Ben vengano i richiami alle migliaia di imprese che in questi mesi sono state ignorate, dalla politica e dalle amministrazioni regionali, ma non bastano.

Nelle stesse ore in cui si susseguono le dichiarazioni di intenti e i riconoscimenti al ruolo svolto dagli imprenditori del settore la macchina ‘fiscale’ non si arresta.

L’imposta sugli intrattenimenti per gli apparecchi è dovuta, malgrado le chiusure delle sale giochi da mesi. E poi l’imposta sulle concessioni di scommesse, quindi gli obblighi relativi al Preu sulla raccolta degli apparecchi da gioco. Tutto questo mentre il Paese è fermo e in particolar modo lo sono le attività di raccolta autorizzate.

Ma la politica, quella che oggi conosciamo, si sa, si nutre di emergenze.

Visibilità e coinvolgimento, le parole d’ordine della comunicazione politica di cui anche il settore del gioco rischia di farne le spese.

Parole, che raramente si traducono in un fatto concreto. Basterebbe un segnale, a cominciare da una presa di posizione sugli adempimenti fiscali a cui gli imprenditori del gioco sono tenuti così come tutti gli altri.

E invece no. Le parole che ieri erano di quelli che stavano al governo diventano quelle di chi ci sta oggi.

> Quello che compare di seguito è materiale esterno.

PR #888, opened 2015-09-10
Changes propagator getDestinationSensor to lookup on sensor name, rather than sensor equality

nakomis:
This resolves #BROOKLYN-171

### DIFF
--- a/core/src/main/java/org/apache/brooklyn/enricher/stock/Propagator.java
+++ b/core/src/main/java/org/apache/brooklyn/enricher/stock/Propagator.java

La ‘slot’ della politica è in piena attività: la risposta giusta a chi la vuole sentire.

Nel frattempo si accumulano le settimane di chiusura, danni su danni, su imprese già provate da una politica fiscale approssimativa di cui nessuno si è mai preso la responsabilità.

Se l’indifferenza degli anni passati era un cattivo presagio per le sorti del settore del gioco legale, la ‘facilità’ con la quale una politica fatta di tanti personaggi e di poche idee si esprime e si mostra a chi vorrebbe risposte, non promette bene.

Leggendo attentamente tra le righe c’è sempre una condanna a chi ha sbagliato in passato, comprensione per i problemi di chi ascolta, un invito a resistere e a sperare che prima o poi arrivi qualcuno ad aiutarci.

Oggi più che mai, in questo stato di emergenza, le scelte politiche sono scelte di consenso, l’effetto annuncio più importante delle cose ‘fatte’.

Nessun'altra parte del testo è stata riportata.